*Task directions*:
Within the listing below, locate all lines containing the word "files". Copy each one.

*Material supplied*:
******

Issue #4106, opened 2021-12-28
dmctl can specify `start-time` to start an incremental migration task


lance6716:
### Is your feature request related to a problem?

When the task is related to many sources, we need adjust binlog-file/binlog-pos/binlog-gtid for each source. Too much work !

### Describe the feature you'd like

`start-task task.yaml --start-time "2021-12-28 12:00:00"` can create an incremental migration task which starts roughly at "2021-12-28 12:00:00"

PR #4220, opened 2022-01-05
dm/binlog: find binlog location by timestamp

D3Hunter:
Issue Number: ref #4106 . this pr add interface to find binlog location by timestamp, either remotely or locally.

find target binlog file by binary search, then find the target timestamp inside it linearly.

we find timestamp only at transaction or ddl boundary.

we only parse binlog events as needed. For remote find, the time used to find the location depends on network speed, for a 3.9MB/s network and 1GB binlog file, may takes 4 or more minutes to find the target location in worst case.

### Check List 

Tests 

 - Unit test
 - Integration test
 - No code

Code changes

 - Has persistent data change

Side effects

 - Increased code complexity

Related changes

### Release note 

```release-note
`None`
```


dm/pkg/binlog/event/common.go
```diff
@@ -35,17 +35,20 @@ type DDLDMLResult struct {
 // GenCommonFileHeader generates a common binlog file header.
 // for MySQL:
 //   1. BinLogFileHeader, [ fe `bin` ]
-//   2. FormatDescriptionEvent
-//   3. PreviousGTIDsEvent
+//   2. FormatDescriptionEvent, depends on genGTID
```
lance6716, line 38: I remember this should be irrelevant to `genGTID`

lance6716 (commented):
will review later

dm/pkg/binlog/pos_finder.go
```diff
@@ -0,0 +1,370 @@
...
+
+		if minTs >= targetTs {
+			end = mid - 1
+		} else {
+			// current binlog maybe the target binlog file, we'll backtrace to it later.
+			begin = mid + 1
+		}
+	}
+	if lastTs >= targetTs {
+		if lastMid == 0 {
```
lance6716, line 198: maybe we can check this case (first binlog is still too late) at the beginning of this function

dm/pkg/binlog/pos_finder.go
```diff
@@ -0,0 +1,370 @@
...
+		newSet, err := event.GTIDsFromMariaDBGTIDListEvent(ev)
+		if err != nil {
+			return nil, err
+		}
+		return newSet, nil
+	}
+	return prevSet, nil
+}
+
+func (r *binlogPosFinder) checkTransactionBoundaryEvent(ev *replication.BinlogEvent) (bool, error) {
```
lance6716, line 242:
```suggestion
func (r *binlogPosFinder) checkTransactionBeginEvent(ev *replication.BinlogEvent) (bool, error) {
```

more often used in codes of this PR

dm/pkg/binlog/pos_finder.go
```diff
@@ -0,0 +1,370 @@
...
+		fallthrough
+	case replication.MARIADB_GTID_EVENT:
+		r.everMetGTIDEvent = true
+		transactionBeginEvent = true
+	case replication.QUERY_EVENT:
+		if !r.everMetGTIDEvent {
+			// user may change session level binlog-format=statement, but it's an unusual operation, so we parse it every time
+			// In MySQL 5.6.x without GTID, the timestamp of BEGIN is not the timestamp of the transaction,
+			// To simplify implementation, we use timestamp of BEGIN as the transaction timestamp,
+			// but this may cause some transaction with timestamp >= target timestamp be skipped.
```
lance6716, line 269: > but this may cause some transaction with timestamp >= target timestamp be skipped.

is this caused by GTID_EVENT and QUERY_EVENT has different timestamp? for example GTID_EVENT has ts = 10, QUERY_EVENT has ts = 12. When we input ts = 11, QUERY_EVENT is skipped because of `if !r.everMetGTIDEvent`

lance6716 (commented):
will review later

dm/pkg/binlog/event/generator.go
```diff
@@ -55,6 +73,15 @@ func NewGenerator(flavor string, serverID uint32, latestPos uint32, latestGTID g
 			return nil, terror.ErrBinlogLatestGTIDNotInPrev.Generate(latestGTID, previousGTIDs)
 		}
 
+		ver, err := semver.NewVersion(version)
+		if err != nil {
+			return nil, err
+		}
+		if ver.Compare(*semver.New("5.7.0")) >= 0 && !genGTID {
+			// 5.7+ add anonymous GTID when GTID is disabled
```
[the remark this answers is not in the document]
D3Hunter: anonymous GTID is written into binlog file when GTID is disabled on mysql 5.7+

dm/pkg/binlog/pos_finder.go
```diff
@@ -0,0 +1,370 @@
...
+		fallthrough
+	case replication.ANONYMOUS_GTID_EVENT: // since 5.7, when GTID not enabled. we use this to avoid parsing query event
+		fallthrough
+	case replication.MARIADB_GTID_EVENT:
+		r.everMetGTIDEvent = true
+		transactionBeginEvent = true
+	case replication.QUERY_EVENT:
+		if !r.everMetGTIDEvent {
+			// user may change session level binlog-format=statement, but it's an unusual operation, so we parse it every time
+			// In MySQL 5.6.x without GTID, the timestamp of BEGIN is not the timestamp of the transaction,
```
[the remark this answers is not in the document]
D3Hunter: it's the timestamp of the first statement in a transaction

dm/pkg/binlog/pos_finder.go
D3Hunter: this case may see In MySQL 5.6.x without GTID, timestamp of BEGIN = timestamp of the first statement, such as:
Query BEGIN ts=1
TableMap ts=1
Rows ts=1
Rows ts=5
Xid ts=10

suppose target ts=10, this transaction is skipped in current impl.

dm/pkg/binlog/pos_finder.go
```diff
@@ -0,0 +1,370 @@
...
+	for begin <= end {
+		mid := (begin + end) / 2
+		currBinlog := binaryLogs[mid]
+
+		minTs, err = r.findMinTimestampOfBinlog(currBinlog)
+		if err != nil {
+			return err
+		}
+
+		r.tctx.L().Info("min timestamp in binlog file", zap.Reflect("file", currBinlog), zap.Uint32("ts", minTs))
```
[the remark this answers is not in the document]
D3Hunter: prefer Reflect since we know it's a struct

dm/pkg/binlog/pos_finder.go
D3Hunter: no much gains

dm/pkg/binlog/pos_finder.go
```diff
@@ -0,0 +1,369 @@
...
+		lastMid = mid
+
+		if minTs >= targetTs {
+			end = mid - 1
+		} else {
+			// current binlog maybe the target binlog file, we'll backtrace to it later.
+			begin = mid + 1
+		}
+	}
+	if lastTs >= targetTs {
```
Ehco1996, line 195: is `lastTs >= targetTs` means we can't find user wanted binlog file?, do we still need to fill targetBinlog field?

dm/pkg/binlog/pos_finder.go
```diff
@@ -0,0 +1,369 @@
...
+			// if it's the last binlog file, then this timestamp is out of range,
+			// else the end of this binlog file is the position we want,
+			// since the timestamp of the first event in next binlog >= target timestamp
+			if r.lastBinlogFile {
+				return nil, AboveUpperBoundBinlogPos, nil
+			}
+			break
+		}
+	}
+	if r.tsBeforeFirstBinlog {
```
Ehco1996, line 362: can we handle `r. tsBeforeFirstBinlog is true`  before above for loop ?

dm/pkg/binlog/pos_finder.go
```diff
@@ -0,0 +1,369 @@
+// Copyright 2019 PingCAP, Inc.
```
Ehco1996, line 1: please fix the copyright and other files, but i am wonder why `make check-copyright`don't work 😂

dm/pkg/binlog/pos_finder.go
D3Hunter: 2 cases may causes lastTs >= targetTs, target timestamp either below smallest timestamp in binlog files in that case we need to return the begin of the first binlog and use `posType` to indicate or we need backtrace to previous file.

dm/pkg/binlog/pos_finder.go
D3Hunter: we need to parse `PREVIOUS_GTIDS_EVENT` to get `gtidSet`

dm/pkg/binlog/pos_finder.go
D3Hunter: only checks its existence
https://github.com/pingcap/tiflow/blob/abefe57c154efb28f91cf1a15702988e1a7249e7/scripts/check-copyright.sh#L4

dm/pkg/binlog/pos_finder.go
Ehco1996: got this, we need to return min binlog file and gtid set in  error msg in this case

D3Hunter: in the first case, we need to return the min position without error. When user start a task for the first time, may give a timestamp much smaller than min binlog timestamp.

dm/pkg/binlog/pos_finder_test.go
```diff
@@ -0,0 +1,447 @@
...
+var _ = Suite(&testPosFinderSuite{})
+
+type testPosFinderSuite struct{}
+
+func genBinlogFile(generator *event.Generator, start time.Time, nextFile string) ([]*replication.BinlogEvent, []byte) {
+	insertDMLData := []*event.DMLData{
+		{
+			TableID:    uint64(1),
+			Schema:     fmt.Sprintf("db_%d", 1),
+			Table:      strconv.Itoa(1),
```
lance6716, line 43: the table is db_1.1 :thinking: 

and rest place in this file

lance6716 (approved):

dm/pkg/binlog/pos_finder_test.go
```diff
@@ -0,0 +1,447 @@
...
+
+	{
+		tcctx := tcontext.NewContext(context.Background(), log.L())
+		finder := NewLocalBinlogPosFinder(tcctx, false, flavor, relayDir)
+		location, posType, err := finder.FindByTs(ts)
+		c.Assert(err, IsNil)
+		// start of second transaction
+		c.Assert(location.Position, Equals, mysql.Position{"mysql-bin.000001", xidEvent.Header.LogPos})
+		c.Assert(location.GTIDSetStr(), Equals, "")
+		c.Assert(posType, Equals, InRangeBinlogPos)
```
Ehco1996, line 130: do we need test other posType ?

dm/pkg/binlog/pos_finder_test.go
```diff
@@ -0,0 +1,447 @@
...
+		var targetEventStart = file2Events[len(file2Events)-1].Header.LogPos
+		finder := NewLocalBinlogPosFinder(tcctx, false, flavor, relayDir)
+		location, posType, err := finder.FindByTs(int64(file3Events[0].Header.Timestamp))
+		c.Assert(err, IsNil)
+		c.Assert(location.Position, Equals, mysql.Position{"mysql-bin.000002", targetEventStart})
+		c.Assert(location.GTIDSetStr(), Equals, "")
+		c.Assert(posType, Equals, InRangeBinlogPos)
+	}
+	{
+		var targetEventStart uint32
```
Ehco1996, line 180: can you please add some comments to explian the difference betweed this three `fileEvents` and `targetEvent` and what is the different purepose of this tree test?

dm/pkg/binlog/pos_finder.go
```diff
@@ -0,0 +1,369 @@
...
+	"github.com/pingcap/tiflow/dm/pkg/binlog/event"
+	"github.com/pingcap/tiflow/dm/pkg/binlog/reader"
+	tcontext "github.com/pingcap/tiflow/dm/pkg/context"
+	"github.com/pingcap/tiflow/dm/pkg/gtid"
+	"github.com/pingcap/tiflow/dm/pkg/utils"
+)
+
+type binlogPosFinder struct {
+	remote     bool
+	tctx       *tcontext.Context
```
Ehco1996, line 35: how about use normal ctx instead of tctx as this is a exported pacakge ?

dm/pkg/binlog/pos_finder.go
```diff
@@ -0,0 +1,369 @@
...
+	position := mysql.Position{Name: r.targetBinlog.name, Pos: FileHeaderLen}
+	gtidSet := gtid.MinGTIDSet(r.flavor)
+
+	binlogReader, err := r.startSync(position)
+	if err != nil {
+		return nil, InvalidBinlogPos, err
+	}
+	defer binlogReader.Close()
+	for {
+		ev, err := binlogReader.GetEvent(r.tctx.Ctx)
```
Ehco1996, line 315: how about add a new ctx para to this func? this can help caller to cancel this operation if they want to, as this func may block for a long time

dm/pkg/binlog/pos_finder_test.go
```diff
@@ -0,0 +1,447 @@
...
+			"ffffffff-ffff-ffff-ffff-ffffffffffff:1-3",
+		}
+		var targetEventStart uint32
+		var targetEvent *replication.BinlogEvent
+		cnt := 0
+		for _, ev := range file1Events {
+			if ev.Header.EventType == replication.GTID_EVENT {
+				targetEvent = ev
+
+				finder := NewLocalBinlogPosFinder(tcctx, true, flavor, relayDir)
```
Ehco1996, line 307: this is a light suggestion because most logic for local and remote are seem, we can do this test in next PR's it-test

seems all tests use local finder, do we need test remote finder? can use `MockStream`

dm/pkg/binlog/pos_finder.go
D3Hunter: `tctx` is a wrapper of a golang context and logger, simpler to use and we need both.

dm/pkg/binlog/pos_finder.go
D3Hunter: caller can just cancel this `r.tctx.Ctx` which is passed from caller.

dm/pkg/binlog/pos_finder_test.go
D3Hunter: see `TestMySQL57GTID`

dm/pkg/binlog/pos_finder_test.go
D3Hunter: try read the part where `fileEvents` is generated, i think it's quite verbose from there.

i think the variable name is quite self-explanatory, don't follow what's misleading you, or what you suggest the variable name should be.

dm/pkg/binlog/pos_finder_test.go
D3Hunter: most logic is location neutral, either local or remote, so let `GetBinaryLogs` and `NewTCPReader` test themself.

Ehco1996 (approved):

******

*Expected answer*:
Ehco1996, line 1: please fix the copyright and other files, but i am wonder why `make check-copyright`don't work 😂
D3Hunter: 2 cases may causes lastTs >= targetTs, target timestamp either below smallest timestamp in binlog files in that case we need to return the begin of the first binlog and use `posType` to indicate or we need backtrace to previous file.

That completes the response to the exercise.